Terry Magnuson, Sarah Graham Kenan Professor and founding chair of the University of North Carolina (UNC) Department of Genetics, became UNC’s vice chancellor for research on July 1, 2016. In this role, he leads a campus-wide research program that attracted nearly $1 billion in contract and grant funding in fiscal 2014; connects academic units across campus with university priorities; and manages research support offices as well as 14 centers and institutes. Magnuson, a geneticist who studies chromatin and gene expression in various diseases, joined the UNC School of Medicine in 2000 to create its $245 million-backed genetics and genomics program. He also directed the pan-campus Carolina Center for Genome Sciences, developed the Cancer Genetics Program within the Lineberger Comprehensive Cancer Center, and in 2010 was named vice dean for research in the School of Medicine. He is a member of both the American Academy of Arts and Sciences and the National Academy of Medicine. In 2014, he was appointed to the National Institutes of Health Council of Councils, an exclusive group of the top minds in the nation charged with guiding research projects that transcend the National Institute of Health’s centers and institutes. He is also a founding member of the International Mammalian Genome Society, and has served on the board of directors for both the Society for Developmental Biology and the Genetics Society of America.

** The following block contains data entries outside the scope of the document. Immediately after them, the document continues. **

PR #9193, opened 2026-05-09
feat: scribe agent

mikeallisonJS:
Proof of concept for journeys agent. Not for production use


csiyang:
### Problem
Build an interactive Claude-driven CLI ("scribe") that signs into dev/stage/prod via a browser flow, caches a Firebase ID token, and exposes journey CRUD as MCP tools to a Claude agent — including a superadmin `/impersonate` mode for acting as another user.

### Solution
New `apps/scribe` (Ink REPL + Claude Agent SDK + `tool()`-backed GraphQL ops for journey create/fetch/diff/validate/update). New `apps/journeys-admin/pages/users/cli-auth.tsx` brokers the browser → CLI handoff by POSTing the user's ID token to a one-shot loopback server. Impersonation goes via existing `userImpersonate` GraphQL mutation, exchanged for an ID token through Firebase REST using a Doppler-fetched API key.

### Findings

**P1 — Token harvesting via cli-auth page** (`apps/journeys-admin/pages/users/cli-auth.tsx:55-94`)
The page auto-POSTs the signed-in user's Firebase ID token to any `http://(localhost|127.0.0.1):*/callback` URL passed via `?callback=`, with no user consent click, no PKCE-style proof of possession, and an attacker-chosen `state` (any 16–64 hex chars passes the regex). Threat: attacker runs a process on victim's loopback (browser ext, malicious dev tool, dropped binary) and social-engineers victim into clicking `https://admin.nextstep.is/users/cli-auth?callback=http://127.0.0.1:NNNN/callback&state=...`. Victim is signed in → page auto-fires → attacker gets a ~1-hr ID token tied to the victim's full account. The README at line 180 sells "validates the callback origin" as the protection — that's necessary but not sufficient. Fix: render an explicit "Authorize scribe to sign in" button showing the callback host:port + environment, and require a click before the POST. Optionally have scribe send a short verification code that the user must paste/confirm in-browser (PKCE-style).

**P1 — Agent can write to prod without per-call user confirmation** (`apps/scribe/src/repl/App.tsx:664`, `apps/scribe/src/tools/journey/index.ts:161-182`)
`permissionMode: 'default'` + SDK MCP tools = `create_journey` and `update_journey` execute as soon as the LLM emits the tool_use block. The only guardrail is text in `systemPrompt.ts:74` ("Never call update_journey without explicit user approval after a diff"). A prompt-injected, confused, or jailbroken agent (or one fed a malicious journey title or description it then echoes back) will happily mutate production. Given the README states staging/prod are real, this is the wrong default. Fix: pass a `canUseTool` callback (or equivalent in the agent SDK version pinned) that intercepts `mcp__scribe__update_journey` and `mcp__scribe__create_journey`, surfaces a yes/no confirmation in the Ink UI showing the diff/payload, and only proceeds on Enter.

**P2 — Stale closure in `setActiveTeam` persists team to wrong profile** (`apps/scribe/src/repl/App.tsx:235-269`)
`useCallback` deps are `[appendSystemMessage, state.session]` but the body reads `getEffectiveSession(state)`, which depends on `state.impersonating`. After `/impersonate`, `state.session` is unchanged so the memoized callback retains a closure where `impersonating: null`, then writes the new team to the operator's `JourneyProfile.lastActiveTeamId` instead of the impersonated user's. Fix: add `state.impersonating` (or the whole `state`) to deps, or compute `effective` from the latest state via a ref.

**P2 — `replaceSession` doesn't clear impersonation on `/env` switch** (`apps/scribe/src/repl/App.tsx:154-182`)
`/env stage → /impersonate x → /env prod` leaves `impersonating` populated with a stage-Firebase-issued ID token. Prod gateway will UNAUTHENTICATED-reject every call, but the system prompt at `systemPrompt.ts:107` still says "IMPERSONATION ACTIVE — operating as x". Confusing failure mode and a real risk of operators believing they're impersonating in prod when they aren't. Fix: reset `impersonating: null` in `replaceSession`.

**P2 — Card reorder produces empty diff while changing entry card** (`apps/scribe/src/tools/journey/diffJourney.ts:83-121`, `validateJourney.ts:83`)
`diffJourney` indexes by `id`, so swapping `cards[0]` and `cards[1]` shows zero diff. But `validateJourney` treats `cards[0]?.id` as the entry card (and presumably the server does too). The system-prompted workflow has the user approve the diff before update_journey — they can approve "no changes" and have the entry card silently swap on apply. Fix: include an ordered ID list comparison in `JourneyDiff` (e.g., `entryCardChanged: {before, after}` and `reordered: string[]`).

**P2 — Zero test coverage** (entire `apps/scribe/`, plus `apps/journeys-admin/pages/users/cli-auth.tsx`)
5,243 LOC, 0 spec files. At minimum before un-drafting: `validateJourney` (error/warning code matrix), `diffJourney` (add/remove/change/reorder), `credentials.{save,load,clear}` (perms + corruption recovery), `isAllowedCallback` (URL parsing edge cases), and a render test on `CliAuthPage` asserting `notFound` on bad state/callback.

**Medium — CORS wildcard on loopback callback** (`apps/scribe/src/auth/browserLogin.ts:152-158`)
`Access-Control-Allow-Origin: '*'` is broader than needed; only the journeys-admin origin should be permitted to POST. Defense in depth.

**Medium — README out of sync with code** (`apps/scribe/README.md`)
References `src/repl/runRepl.ts` at lines 161, 189 (doesn't exist — entry is `App.tsx`/`Root.tsx`). Slash-command table at lines 82-89 omits `/team`, `/journey`, `/model`, `/impersonate`, `/stop-impersonate`, all of which are implemented. Layout tree is wrong.

**Medium — `environment` query param unvalidated against host** (`apps/journeys-admin/pages/users/cli-auth.tsx:165-166`)
Page accepts any `?environment=` string and displays it to the user. Cross-env confusion: `admin-stage.nextstep.is/users/cli-auth?environment=prod&...` will render "Environment: prod" while signing into stage. Fix: derive `environment` from the host server-side, or assert it matches.

**Low — Windows `openBrowser` uses `shell: true`** (`apps/scribe/src/auth/openBrowser.ts:14-19`)
URL is app-built so currently safe, but `shell: true` is fragile. Prefer `spawn('cmd', ['/c', 'start', '', url], { shell: false })`.

**Low — Doppler shell-out for `NEXT_PUBLIC_FIREBASE_API_KEY`** (`apps/scribe/src/config/environments.ts:65-97`)
The `NEXT_PUBLIC_` prefix means this is already client-bundled in journeys-admin; it isn't a secret. Requiring `doppler login` to use `/impersonate` is friction without a security gain.

**Low — SDK pin `^0.1.0`** (root `package.json:43`)
Caret on 0.x permits semver-breaking minor bumps. Pin `~0.1.0` or `0.1.x` until 1.0.

### Recommendation
**Comment** (PR is draft). The two P1s are design conversations, not line-edits — they should be settled before this comes out of draft and before any of it runs against prod.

Lauren O’Connell is assistant professor of biology at Stanford University. She received her Ph.D. in cellular and molecular biology from University of Texas at Austin, and her B.S. in biology, neurobiology, and behavior concentration at Cornell University. She holds interests in understanding how animals come up with new ways to face challenges and opportunities in their environment. She believes these evolutionary innovations in physiology and behavior can teach basic organismal biology, evolutionary mechanisms of adaptation, and how flexible organisms are to changing biotic and abiotic environments. Dr. O’Connell’s lab uses amphibians as a model system for understanding the molecular and genomic contributions to biological diversity, as they display tremendous variation in behavior and physiology. Members of her lab work on a variety of topics, but most of their work centers on investigating behavior and toxicity in poison frogs. Her own projects in the lab involve studying the neural basis of tadpole social behavior and the physiology of toxicity in poison frogs.
Andrea Sweigart is associate professor in the department of genetics at University of Georgia. She received her Ph.D. from Duke Univeristy in 2006 with prime focuses on molecular genetics and evolutionary biology. Dr. Sweigart believes a fundamental goal of evolutionary biology is to explain how populations become reproductively isolated species. Her research at Sweigart Lab tackles these questions in an emerging model system: the Mimulus guttatus species complex, a group of closely related, ecologically diverse wildflowers that exhibit tremendous variation in reproductive isolation between populations and species. She uses a range of approaches – from field and greenhouse experiments to genetic mapping and bioinformatics – to investigate the genetic mechanisms and evolutionary dynamics of speciation.